Jourdi Hussam, Lu Xiaoying, Yanagihara Ted, Lauterborn Julie C, Bi Xiaoning, Gall Christine M, Baudry Michel
Neuroscience Program and Department of Biology, University of Southern California, Los Angeles, CA 90089-2520, USA.
J Pharmacol Exp Ther. 2005 Jul;314(1):16-26. doi: 10.1124/jpet.105.083873. Epub 2005 Mar 22.
Prolonged exposure of cultured hippocampal slices to CX614 [2H,3H,6aH-pyrrolidino[2'',1''-3',2']1,3-oxazino[6',5'-5,4]-benzo[e]1,4-dioxan 10-one], a positive alpha-amino-3-hydroxy-5-methyl-4-isoxazolepropionic acid (AMPA) receptor (AMPAr) modulator, decreases receptor response to synaptic stimulation, an effect that could reflect reduced receptor expression. The present study investigates this down-regulation and its underlying mechanisms using cultured rat hippocampal slices. Chronic treatment with CX614 gradually reduced levels of glutamate receptor (GluR)1 and GluR2/3 AMPAr subunits and of their anchoring proteins synapse-associated protein 97 (SAP97) and glutamate receptor interacting protein 1 (GRIP1) through 48 h. Decline in SAP97 and GRIP1 levels was associated with increased abundance of lower molecular weight bands, suggesting degradation of these proteins. CX614 effects were partially reversible after drug removal. GluR1 and GluR2/3 down-regulation and their slow recovery were associated with similar changes in SAP97 and GRIP1 levels. Treatment with CX614 for 48 h significantly reduced AMPAr mRNA levels in hippocampus, whereas 8-h exposure did not. Blockade of ionotropic glutamate receptors prevented CX614-induced decrease in AMPAr subunits and mRNA, with regional selectivity, although an AMPAr blocker was more efficacious than an N-methyl-D-aspartate receptor blocker. Blockade of calpain activity reduced CX614-induced degradation of SAP97 and GRIP1 and prevented decreases in AMPAr subunit but not mRNA levels. Treatment with CX614 alone or in combination with glutamate receptor blockers or calpain inhibitor III did not modify lactate dehydrogenase release into culture medium, implying the absence of cell toxicity. We conclude that CX614-induced AMPAr protein loss is primarily mediated by AMPAr activation and involves calpain-dependent proteolysis of SAP97 and GRIP1. CX614-induced suppression of AMPAr gene expression is, however, calpain-independent, and all these effects are not associated with cell damage.

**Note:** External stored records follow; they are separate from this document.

PR #877, opened 2018-10-25
Add communication category

### LINKED ISSUE #571: Add "Communication" category
Instead of dumping this all just into "Internet", we could surface a "Messaging" metacategory on the home page. This would include "Chat", "InstantMessaging", "IRCClient", "VideoConference", "Email", "Telephony", "ContactManagement".

We can use the internet-chat icon. 

<bountysource-plugin>

---
Want to back this issue? **[Post a bounty on it!](https://www.bountysource.com/issues/53862619-add-communication-category?utm_campaign=plugin&utm_content=tracker%2F57667267&utm_medium=issues&utm_source=github)** We accept bounties via [Bountysource](https://www.bountysource.com/?utm_campaign=plugin&utm_content=tracker%2F57667267&utm_medium=issues&utm_source=github).
</bountysource-plugin>

cassidyjames:
Fixes #571 

Could probably use some love with the styling. I'd like to use an `internet-chat-symbolic`, but it doesn't exist. So the current icon is just a placeholder.

### DIFF
--- a/data/application.css
+++ b/data/application.css
@@ -174,20 +174,15 @@
 
 .category.communication {
     background-image: linear-gradient(
-        to bottom,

将培养的海马切片长时间暴露于CX614(2H,3H,6aH-吡咯烷并[2'',1''-3',2']1,3-恶嗪并[6',5'-5,4]-苯并[e]1,4-二恶烷-10-酮),一种阳性α-氨基-3-羟基-5-甲基-4-异恶唑丙酸(AMPA)受体(AMPAr)调节剂,会降低受体对突触刺激的反应,这种效应可能反映了受体表达的降低。本研究使用培养的大鼠海马切片来研究这种下调及其潜在机制。用CX614进行慢性处理在48小时内逐渐降低了谷氨酸受体(GluR)1和GluR2/3 AMPAr亚基及其锚定蛋白突触相关蛋白97(SAP97)和谷氨酸受体相互作用蛋白1(GRIP1)的水平。SAP97和GRIP1水平的下降与较低分子量条带丰度的增加相关,表明这些蛋白质发生了降解。药物去除后,CX614的作用部分可逆。GluR1和GluR2/3的下调及其缓慢恢复与SAP97和GRIP1水平的类似变化相关。用CX614处理48小时可显著降低海马中AMPAr mRNA水平,而暴露8小时则不会。离子型谷氨酸受体的阻断以区域选择性的方式阻止了CX614诱导的AMPAr亚基和mRNA的减少,尽管一种AMPAr阻断剂比N-甲基-D-天冬氨酸受体阻断剂更有效。钙蛋白酶活性的阻断减少了CX614诱导的SAP97和GRIP1的降解,并阻止了AMPAr亚基水平的降低,但未阻止mRNA水平的降低。单独使用CX614或与谷氨酸受体阻断剂或钙蛋白酶抑制剂III联合处理均未改变乳酸脱氢酶释放到培养基中的情况,这意味着不存在细胞毒性。我们得出结论,CX614诱导的AMPAr蛋白损失主要由AMPAr激活介导,并且涉及SAP97和GRIP1的钙蛋白酶依赖性蛋白水解。然而,CX614诱导的AMPAr基因表达的抑制不依赖于钙蛋白酶,并且所有这些效应均与细胞损伤无关。